YOUR OBJECTIVE:
Look below for the lines from the one with "-220,6 +220,7 @@" to the one with "for disconnect event", and copy exactly those lines, both ends included.

MATERIAL PROVIDED below:

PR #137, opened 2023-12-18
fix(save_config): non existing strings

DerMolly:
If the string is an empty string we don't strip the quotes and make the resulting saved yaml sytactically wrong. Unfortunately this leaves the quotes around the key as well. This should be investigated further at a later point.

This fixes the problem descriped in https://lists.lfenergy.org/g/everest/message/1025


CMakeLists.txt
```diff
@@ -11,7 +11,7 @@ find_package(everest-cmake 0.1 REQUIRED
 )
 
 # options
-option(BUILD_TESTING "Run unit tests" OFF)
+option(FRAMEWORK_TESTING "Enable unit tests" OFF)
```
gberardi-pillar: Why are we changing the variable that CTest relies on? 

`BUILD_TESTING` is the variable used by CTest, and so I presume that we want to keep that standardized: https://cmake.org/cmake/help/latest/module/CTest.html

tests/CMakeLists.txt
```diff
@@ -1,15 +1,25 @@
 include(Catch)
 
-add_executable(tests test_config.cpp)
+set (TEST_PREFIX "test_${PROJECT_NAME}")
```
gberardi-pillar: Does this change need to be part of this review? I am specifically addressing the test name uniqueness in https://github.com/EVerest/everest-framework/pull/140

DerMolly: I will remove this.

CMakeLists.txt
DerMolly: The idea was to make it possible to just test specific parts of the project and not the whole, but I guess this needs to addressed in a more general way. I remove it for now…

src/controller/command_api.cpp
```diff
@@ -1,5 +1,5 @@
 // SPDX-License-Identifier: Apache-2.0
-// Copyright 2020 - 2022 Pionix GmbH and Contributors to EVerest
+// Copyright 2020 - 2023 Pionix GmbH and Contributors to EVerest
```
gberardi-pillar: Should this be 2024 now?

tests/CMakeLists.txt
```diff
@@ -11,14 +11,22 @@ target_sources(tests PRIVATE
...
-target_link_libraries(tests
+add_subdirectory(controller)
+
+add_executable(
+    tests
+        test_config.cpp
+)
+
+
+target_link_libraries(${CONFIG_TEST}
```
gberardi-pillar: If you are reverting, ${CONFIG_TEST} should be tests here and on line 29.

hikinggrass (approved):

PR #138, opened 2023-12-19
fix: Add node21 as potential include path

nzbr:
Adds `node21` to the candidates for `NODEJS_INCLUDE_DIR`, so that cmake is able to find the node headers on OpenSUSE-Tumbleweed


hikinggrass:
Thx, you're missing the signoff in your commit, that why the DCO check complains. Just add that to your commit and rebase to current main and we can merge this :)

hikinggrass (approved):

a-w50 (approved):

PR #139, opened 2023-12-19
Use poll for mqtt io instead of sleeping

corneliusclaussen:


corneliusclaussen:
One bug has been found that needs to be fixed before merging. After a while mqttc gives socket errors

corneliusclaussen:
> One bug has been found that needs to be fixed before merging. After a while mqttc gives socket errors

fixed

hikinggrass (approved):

End of MATERIAL PROVIDED.
MATERIAL PROVIDED below:

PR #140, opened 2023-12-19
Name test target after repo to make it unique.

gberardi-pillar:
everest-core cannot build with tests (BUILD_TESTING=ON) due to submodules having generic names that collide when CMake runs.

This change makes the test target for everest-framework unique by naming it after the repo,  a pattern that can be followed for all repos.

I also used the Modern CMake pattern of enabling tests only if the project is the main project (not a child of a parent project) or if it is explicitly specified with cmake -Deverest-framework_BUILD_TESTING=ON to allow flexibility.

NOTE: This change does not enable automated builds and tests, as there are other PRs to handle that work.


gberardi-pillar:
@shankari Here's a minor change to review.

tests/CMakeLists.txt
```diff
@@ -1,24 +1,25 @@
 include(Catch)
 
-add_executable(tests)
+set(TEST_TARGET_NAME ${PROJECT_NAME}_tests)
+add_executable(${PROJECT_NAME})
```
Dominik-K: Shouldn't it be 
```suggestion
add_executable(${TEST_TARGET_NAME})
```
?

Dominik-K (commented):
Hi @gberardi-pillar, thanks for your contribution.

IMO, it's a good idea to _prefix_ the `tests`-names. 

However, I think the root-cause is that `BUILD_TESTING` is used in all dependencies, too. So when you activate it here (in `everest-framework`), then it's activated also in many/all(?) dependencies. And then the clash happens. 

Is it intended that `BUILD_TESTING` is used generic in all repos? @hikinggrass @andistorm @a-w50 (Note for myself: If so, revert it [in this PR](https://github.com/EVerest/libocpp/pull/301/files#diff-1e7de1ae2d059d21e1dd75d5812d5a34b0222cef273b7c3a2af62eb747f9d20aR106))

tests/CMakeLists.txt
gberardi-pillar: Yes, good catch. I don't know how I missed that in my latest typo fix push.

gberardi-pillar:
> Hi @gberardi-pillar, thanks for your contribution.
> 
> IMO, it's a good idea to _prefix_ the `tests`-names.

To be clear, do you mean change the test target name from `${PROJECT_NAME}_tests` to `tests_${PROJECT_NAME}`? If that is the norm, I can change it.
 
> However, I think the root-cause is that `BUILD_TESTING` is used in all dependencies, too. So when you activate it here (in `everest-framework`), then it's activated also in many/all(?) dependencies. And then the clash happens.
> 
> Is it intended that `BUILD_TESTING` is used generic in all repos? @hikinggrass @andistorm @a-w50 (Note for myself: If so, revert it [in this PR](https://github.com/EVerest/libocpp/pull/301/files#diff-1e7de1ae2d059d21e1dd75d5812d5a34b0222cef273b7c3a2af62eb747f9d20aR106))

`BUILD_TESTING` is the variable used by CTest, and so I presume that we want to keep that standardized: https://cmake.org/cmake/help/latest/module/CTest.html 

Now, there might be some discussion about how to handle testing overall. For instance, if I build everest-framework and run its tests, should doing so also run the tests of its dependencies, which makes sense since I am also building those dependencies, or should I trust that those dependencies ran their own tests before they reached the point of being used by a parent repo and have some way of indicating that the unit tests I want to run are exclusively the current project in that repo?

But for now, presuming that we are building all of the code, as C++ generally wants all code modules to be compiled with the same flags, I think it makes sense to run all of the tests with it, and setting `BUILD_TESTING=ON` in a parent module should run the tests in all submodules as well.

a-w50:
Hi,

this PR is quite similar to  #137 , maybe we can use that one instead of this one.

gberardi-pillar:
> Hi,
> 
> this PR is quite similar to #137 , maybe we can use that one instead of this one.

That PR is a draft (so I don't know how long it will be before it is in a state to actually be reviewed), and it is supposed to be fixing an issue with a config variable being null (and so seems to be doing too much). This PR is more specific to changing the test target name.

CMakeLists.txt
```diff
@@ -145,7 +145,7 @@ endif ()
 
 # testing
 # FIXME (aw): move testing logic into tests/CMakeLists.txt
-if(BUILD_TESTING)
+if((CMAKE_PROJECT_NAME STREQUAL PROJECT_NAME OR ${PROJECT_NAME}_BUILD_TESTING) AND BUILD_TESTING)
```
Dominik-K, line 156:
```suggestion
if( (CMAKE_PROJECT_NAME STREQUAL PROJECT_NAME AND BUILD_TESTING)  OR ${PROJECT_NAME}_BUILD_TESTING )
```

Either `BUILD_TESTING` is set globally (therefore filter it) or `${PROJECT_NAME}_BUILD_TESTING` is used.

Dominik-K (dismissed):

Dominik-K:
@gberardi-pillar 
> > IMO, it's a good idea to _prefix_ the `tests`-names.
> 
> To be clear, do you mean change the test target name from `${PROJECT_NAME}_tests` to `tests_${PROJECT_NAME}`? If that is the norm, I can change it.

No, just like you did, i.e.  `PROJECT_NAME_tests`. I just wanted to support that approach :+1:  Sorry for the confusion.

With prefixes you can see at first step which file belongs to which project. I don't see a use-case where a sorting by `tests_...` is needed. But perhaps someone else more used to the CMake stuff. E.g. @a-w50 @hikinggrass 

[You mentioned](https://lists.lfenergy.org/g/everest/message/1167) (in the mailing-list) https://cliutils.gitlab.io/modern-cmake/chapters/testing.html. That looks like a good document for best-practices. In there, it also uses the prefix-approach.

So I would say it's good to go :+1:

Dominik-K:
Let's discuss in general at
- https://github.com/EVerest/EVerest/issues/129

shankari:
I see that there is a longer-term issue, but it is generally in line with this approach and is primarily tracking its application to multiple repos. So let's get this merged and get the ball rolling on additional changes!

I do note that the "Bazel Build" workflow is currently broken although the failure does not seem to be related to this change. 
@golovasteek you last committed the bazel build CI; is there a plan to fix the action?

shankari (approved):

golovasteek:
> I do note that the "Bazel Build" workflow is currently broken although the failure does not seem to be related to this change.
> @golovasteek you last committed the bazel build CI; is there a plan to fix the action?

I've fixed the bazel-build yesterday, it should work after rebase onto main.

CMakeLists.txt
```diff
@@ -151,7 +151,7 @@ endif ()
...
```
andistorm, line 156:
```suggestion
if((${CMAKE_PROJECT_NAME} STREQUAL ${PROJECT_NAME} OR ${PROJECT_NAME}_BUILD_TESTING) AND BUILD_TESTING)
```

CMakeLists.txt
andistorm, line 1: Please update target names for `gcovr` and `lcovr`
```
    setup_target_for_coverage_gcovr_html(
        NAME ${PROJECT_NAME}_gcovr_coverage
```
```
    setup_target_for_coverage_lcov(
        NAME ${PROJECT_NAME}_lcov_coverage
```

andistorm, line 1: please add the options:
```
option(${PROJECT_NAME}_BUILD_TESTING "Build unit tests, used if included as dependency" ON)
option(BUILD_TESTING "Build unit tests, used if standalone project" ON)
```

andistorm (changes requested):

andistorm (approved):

End of MATERIAL PROVIDED.
MATERIAL PROVIDED below:

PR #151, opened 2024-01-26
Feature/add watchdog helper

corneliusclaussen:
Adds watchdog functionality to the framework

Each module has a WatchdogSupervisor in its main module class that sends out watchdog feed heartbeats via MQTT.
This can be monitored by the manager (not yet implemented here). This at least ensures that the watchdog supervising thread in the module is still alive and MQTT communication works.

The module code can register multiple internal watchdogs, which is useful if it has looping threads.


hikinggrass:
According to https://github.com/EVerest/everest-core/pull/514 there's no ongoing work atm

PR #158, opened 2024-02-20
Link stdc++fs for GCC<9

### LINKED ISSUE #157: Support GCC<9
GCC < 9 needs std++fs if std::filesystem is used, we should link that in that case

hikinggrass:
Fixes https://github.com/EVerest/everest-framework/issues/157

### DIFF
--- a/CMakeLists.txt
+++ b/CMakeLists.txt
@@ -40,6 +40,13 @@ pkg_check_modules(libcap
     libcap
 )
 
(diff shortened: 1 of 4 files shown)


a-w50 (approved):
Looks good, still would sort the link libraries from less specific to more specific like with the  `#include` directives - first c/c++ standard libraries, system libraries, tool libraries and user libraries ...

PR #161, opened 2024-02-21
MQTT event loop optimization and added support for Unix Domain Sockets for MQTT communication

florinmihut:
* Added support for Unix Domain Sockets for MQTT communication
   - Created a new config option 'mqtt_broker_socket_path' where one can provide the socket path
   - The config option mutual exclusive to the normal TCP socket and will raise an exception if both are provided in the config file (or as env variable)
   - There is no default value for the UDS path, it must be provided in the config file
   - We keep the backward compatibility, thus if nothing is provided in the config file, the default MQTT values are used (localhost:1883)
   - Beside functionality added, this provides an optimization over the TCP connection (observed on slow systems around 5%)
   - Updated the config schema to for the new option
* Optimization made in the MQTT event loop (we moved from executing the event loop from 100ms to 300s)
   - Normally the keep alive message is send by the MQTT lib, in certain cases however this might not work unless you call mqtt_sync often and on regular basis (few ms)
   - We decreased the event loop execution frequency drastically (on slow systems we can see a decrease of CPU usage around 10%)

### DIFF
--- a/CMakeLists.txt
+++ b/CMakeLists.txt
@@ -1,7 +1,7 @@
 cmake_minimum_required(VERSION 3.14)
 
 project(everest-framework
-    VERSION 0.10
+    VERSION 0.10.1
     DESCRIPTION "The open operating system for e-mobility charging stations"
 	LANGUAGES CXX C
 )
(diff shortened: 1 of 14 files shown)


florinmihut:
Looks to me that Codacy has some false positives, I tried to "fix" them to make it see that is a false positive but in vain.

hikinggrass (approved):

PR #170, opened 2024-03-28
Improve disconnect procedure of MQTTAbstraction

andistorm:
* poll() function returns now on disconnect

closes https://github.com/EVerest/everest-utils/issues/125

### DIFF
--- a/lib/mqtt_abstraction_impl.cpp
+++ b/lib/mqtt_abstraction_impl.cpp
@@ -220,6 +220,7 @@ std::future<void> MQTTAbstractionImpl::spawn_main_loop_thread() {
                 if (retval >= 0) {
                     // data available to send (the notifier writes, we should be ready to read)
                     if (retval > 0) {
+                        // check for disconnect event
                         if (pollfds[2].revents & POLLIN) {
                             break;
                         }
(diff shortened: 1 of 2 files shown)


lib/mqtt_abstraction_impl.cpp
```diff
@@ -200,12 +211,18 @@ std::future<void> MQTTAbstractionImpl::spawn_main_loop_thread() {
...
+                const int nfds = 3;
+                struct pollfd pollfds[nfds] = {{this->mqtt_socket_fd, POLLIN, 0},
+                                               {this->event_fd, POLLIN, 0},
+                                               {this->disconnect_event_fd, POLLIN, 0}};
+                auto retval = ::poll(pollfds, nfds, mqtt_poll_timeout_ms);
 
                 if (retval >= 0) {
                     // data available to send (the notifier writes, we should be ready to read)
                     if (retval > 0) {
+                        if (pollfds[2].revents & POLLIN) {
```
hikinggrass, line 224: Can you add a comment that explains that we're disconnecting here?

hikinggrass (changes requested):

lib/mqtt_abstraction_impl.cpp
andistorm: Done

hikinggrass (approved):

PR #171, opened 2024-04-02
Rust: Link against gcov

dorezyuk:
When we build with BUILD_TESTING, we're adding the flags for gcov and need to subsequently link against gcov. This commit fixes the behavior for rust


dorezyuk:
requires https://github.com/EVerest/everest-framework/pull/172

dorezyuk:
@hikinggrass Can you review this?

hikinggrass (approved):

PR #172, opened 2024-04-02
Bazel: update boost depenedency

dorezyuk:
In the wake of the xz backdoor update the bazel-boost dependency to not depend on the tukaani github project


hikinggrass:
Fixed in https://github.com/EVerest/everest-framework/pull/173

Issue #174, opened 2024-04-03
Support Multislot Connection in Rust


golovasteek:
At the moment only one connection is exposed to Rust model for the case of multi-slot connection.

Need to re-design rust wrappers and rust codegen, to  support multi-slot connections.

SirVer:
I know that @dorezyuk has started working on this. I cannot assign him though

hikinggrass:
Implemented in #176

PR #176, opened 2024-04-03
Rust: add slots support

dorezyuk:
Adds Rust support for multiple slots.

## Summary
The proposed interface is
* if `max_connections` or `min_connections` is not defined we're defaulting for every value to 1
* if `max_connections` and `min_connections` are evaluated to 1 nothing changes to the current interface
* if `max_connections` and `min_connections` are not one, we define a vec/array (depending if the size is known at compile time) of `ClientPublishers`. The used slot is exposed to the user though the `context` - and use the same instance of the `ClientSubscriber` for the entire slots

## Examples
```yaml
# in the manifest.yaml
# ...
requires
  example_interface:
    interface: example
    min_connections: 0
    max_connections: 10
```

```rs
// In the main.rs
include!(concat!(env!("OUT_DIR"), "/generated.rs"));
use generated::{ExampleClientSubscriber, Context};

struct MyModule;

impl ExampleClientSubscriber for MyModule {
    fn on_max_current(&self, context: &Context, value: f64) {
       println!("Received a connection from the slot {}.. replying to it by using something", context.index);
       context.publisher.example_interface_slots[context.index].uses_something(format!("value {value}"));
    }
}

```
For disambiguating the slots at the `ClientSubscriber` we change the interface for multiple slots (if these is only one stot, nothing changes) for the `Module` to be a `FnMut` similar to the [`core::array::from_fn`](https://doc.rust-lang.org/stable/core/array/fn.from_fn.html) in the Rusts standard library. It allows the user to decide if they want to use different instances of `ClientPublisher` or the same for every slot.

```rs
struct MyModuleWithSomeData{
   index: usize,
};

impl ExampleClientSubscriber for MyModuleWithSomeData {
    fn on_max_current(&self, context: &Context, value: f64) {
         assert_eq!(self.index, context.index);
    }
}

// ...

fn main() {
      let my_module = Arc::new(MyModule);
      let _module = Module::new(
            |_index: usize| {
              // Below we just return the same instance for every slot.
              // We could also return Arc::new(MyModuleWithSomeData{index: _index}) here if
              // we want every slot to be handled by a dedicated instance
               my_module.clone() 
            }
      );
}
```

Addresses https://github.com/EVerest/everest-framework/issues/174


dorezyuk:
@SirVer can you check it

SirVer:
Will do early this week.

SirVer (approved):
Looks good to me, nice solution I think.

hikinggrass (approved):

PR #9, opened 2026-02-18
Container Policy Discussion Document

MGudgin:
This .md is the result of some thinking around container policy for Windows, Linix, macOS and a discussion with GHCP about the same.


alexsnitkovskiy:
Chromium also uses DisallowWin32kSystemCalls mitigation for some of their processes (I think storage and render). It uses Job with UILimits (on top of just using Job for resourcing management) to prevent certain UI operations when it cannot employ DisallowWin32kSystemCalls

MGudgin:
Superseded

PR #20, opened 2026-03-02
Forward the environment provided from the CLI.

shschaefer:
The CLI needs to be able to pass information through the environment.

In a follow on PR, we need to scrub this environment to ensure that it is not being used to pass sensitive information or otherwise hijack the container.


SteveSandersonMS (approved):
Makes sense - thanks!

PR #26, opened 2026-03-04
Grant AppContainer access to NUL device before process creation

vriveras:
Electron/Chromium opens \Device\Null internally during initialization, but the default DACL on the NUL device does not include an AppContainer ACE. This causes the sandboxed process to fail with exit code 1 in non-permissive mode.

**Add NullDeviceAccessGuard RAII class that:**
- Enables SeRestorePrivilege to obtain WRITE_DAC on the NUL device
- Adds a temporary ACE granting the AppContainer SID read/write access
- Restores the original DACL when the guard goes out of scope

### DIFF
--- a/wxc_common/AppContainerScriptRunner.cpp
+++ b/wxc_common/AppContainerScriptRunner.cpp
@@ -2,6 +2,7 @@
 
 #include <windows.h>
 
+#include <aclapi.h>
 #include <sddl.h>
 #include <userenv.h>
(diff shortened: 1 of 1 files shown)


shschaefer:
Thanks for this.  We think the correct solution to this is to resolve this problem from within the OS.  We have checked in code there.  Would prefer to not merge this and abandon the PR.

End of MATERIAL PROVIDED.

TASK OUTPUT:
@@ -220,6 +220,7 @@ std::future<void> MQTTAbstractionImpl::spawn_main_loop_thread() {
                 if (retval >= 0) {
                     // data available to send (the notifier writes, we should be ready to read)
                     if (retval > 0) {
+                        // check for disconnect event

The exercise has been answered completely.